The infrastructure department of an enterprise would like to index logs from several BlueCoat proxies in Splunk, but they have little or no control of these proxies and what type of logging is enabled (i.e. what fields are being logged). What they would like to know, is how Splunk would be able to deal with BlueCoat logs that may change without any notice in advance.
There are several BC's within the enterprise, managed by people in different departments/business areas. These people may change the log file format as they see fit, without telling anyone. Currently logs are continuously being sent to a central location (via syslog I believe). From what I've been told, if looking at the data as it comes in, the change of format "just happens", and after a little while there is a message stating what the new log file format is (this seems to be a BlueCoat flaw).
From a Splunk point-of-view this is not good, since field extractions will not work well, if at all.
What would be the best course of action in order to get the BC logs splunkified?
Thanks in advance,
Could you explain why you need to extract field in advance? As you know, we can search certain data with any keyword like ip and url and so on.
I was under the impression that BC normally logs like most web servers, i.e. in a csv or tsv format. However, somebody suggested that it's possible to configure BC to log with
key=value. Could someone confirm?
Dart; Well, yes, I'm quite aware of that, but since I think we would be dealing with data coming in over syslog, it'd have to be done like I described in the question above; one syslog server (instance) per log format.
If you have 2 different log formats, say Basic and Full, you set up 2 syslog receivers, say udp/514 and udp/515. Then you configure your BCs to send to 514 when logging Basic, and to 515 when logging Full.

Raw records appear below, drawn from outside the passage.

PR #116, opened 2024-11-22
Include ad events in stall tracking

wasp898:
Issue: https://bitmovin.atlassian.net/browse/PW-21228

Ad related delays are not contributing to the stalling metrics but should.

### DIFF
--- a/src/ts/ConvivaAnalyticsTracker.ts
+++ b/src/ts/ConvivaAnalyticsTracker.ts
@@ -625,7 +625,7 @@ export class ConvivaAnalyticsTracker {
       PlayerEvent.AdFinished,
     ];
     const stallTrackingClearEvents = [
-      PlayerEvent.StallStarted,
+      PlayerEvent.StallStarted, // StallStarted is reported as BUFFERING immediately. Does not need the delayed timeout approach.
       PlayerEvent.Playing,
       PlayerEvent.Paused,
       PlayerEvent.Seeked,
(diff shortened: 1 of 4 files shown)


src/ts/ConvivaAnalyticsTracker.ts
```diff
@@ -621,15 +621,19 @@ export class ConvivaAnalyticsTracker {
       PlayerEvent.Play,
```
stonko1994, line 621: I can't comment on line 614, but this method is not automatically called for every event. This call still needs to be added accordingly. This call should go into the `ConvivaAnalytics.ts` in the corresponding callback.

However, I tried to do that and couldn't make it work to report buffering to the Ad session. It looks like the player emits the `AdBreakStarted` event only when the VAST and Media Files are resolved (I tried throttling both). Therefore, the buffering is counted towards the main content and not toward the ad 🤔 I am not sure if this is by design. I'm afraid this solution needs more thinking and is not as low-hanging as initially thought.

stonko1994 (changes requested):

src/ts/ConvivaAnalyticsTracker.ts
wasp898: Yeah I suppose this won't actually track the delay in the ad manifest loading, but should at least track successfully the VST of the ad 👀

stonko1994 (approved):
Approving as this seems to be the best we can do for now.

The syslog server(s) write files to different directory structures, and the forwarder(s) can easily set the sourcetype based on which file(s) it reads.
Any other ideas?
I have a similar problem, just with inertia in the operations department. I ended up creating different event types for each format I encountered. I'm up to five. In our environment, all of our logs are first ftp'ed to BlueCoat Reporter. I can pick them up from there with a forwarder. I did a HEAD on the first 6 lines and the field order is provided there.
For each different one, I created an eventtype (LogFormatA, LogFormatB, etc.) based on the IP address of the proxy. They are in eventtypes.conf
Then I created new stanzas in transforms.conf for each of the new events and moved around the fields in the REGEX to match the format.
Finally, in props.conf, I added all of the new LogFormat_x events to the REPORT-main statement.
that got me consistent parsing across the different formats.